Serologic Testing for Human Granulocytic Ehrlichiosis at a National Referral Center

An indirect immunofluorescence assay (IFA) was used to identify patients with antibodies reactive to the human granulocytic ehrlichiosis (HGE) agent. Serum samples collected from clinically ill individuals were submitted to the Centers for Disease Control and Prevention by physicians via state health departments from throughout the United States and tested against a panel of ehrlichial and rickettsial pathogens. Antibodies reactive to the HGE agent were detected in 142 (8.9%) of 1,602 individuals tested. There were 19 confirmed and 59 probable (n = 78) cases of HGE as defined by seroconversion or a fourfold or higher titer to the HGE agent than to the Ehrlichia chaffeensis antigens.
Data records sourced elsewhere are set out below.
PR #754, opened 2021-06-03
Item 8855: Use user authentication attributes as RStudio pro use name - automated tests

XingY:
#### Rationale
In order for LDAP test utils to be accessible to RStudio test suite, we will move those util from ldap module to testAutomation

#### Related Pull Requests
* https://github.com/LabKey/rstudio/pull/88
* https://github.com/LabKey/ldap/pull/50
* https://github.com/LabKey/testAutomation/pull/754
* 
#### Changes
*

### DIFF
--- a/src/org/labkey/test/components/ui/OmniBox.java
+++ b/src/org/labkey/test/components/ui/OmniBox.java
@@ -222,13 +222,9 @@ public class OmniBox extends WebDriverComponent<OmniBox.ElementCache>
 
     private OmniBox setText(String inputValue)
     {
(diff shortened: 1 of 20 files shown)


labkey-tchad (approved):

labkey-tchad (changes requested):
Looks like the package paths got messed up in the move.
The package structure should be the same as it was in the ldap module. There is an extra `pages/ldap/` in the new classes.

labkey-tchad (approved):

The average age of patients with HGE was 57 years, and males accounted for 53 (68%) of the patients. Cases of HGE occurred in 21 states; 47 (60%) of the cases occurred in Connecticut (n = 14), New York (n = 18), and Wisconsin (n = 15). Onset of HGE was identified from April through December, with cases peaking in June and July. The earliest confirmed cases of HGE occurred in 1987 in Wisconsin and 1988 in Florida. No fatalities were reported among the 78 patients with confirmed or probable HGE. Reactivity to the HGE agent and to either Coxiella burnetii, Rickettsia rickettsii, or Rickettsia typhi was infrequent; however, 74 (52%) of the 142 individuals who were positive for HGE had at least one serum sample that also reacted to the E. chaffeensis antigen. Thirty-four persons with confirmed or probable human monocytic ehrlichiosis due to E. chaffeensis also had antibodies to the HGE agent in at least one serum sample. The specific etiologic agent for 30 patients was not ascribed because of similarity of titers to both ehrlichial antigens. The use of both antigens may be required to correctly diagnose most cases of human ehrlichiosis, especially in geographic regions where both the HGE agent and E. chaffeensis occur.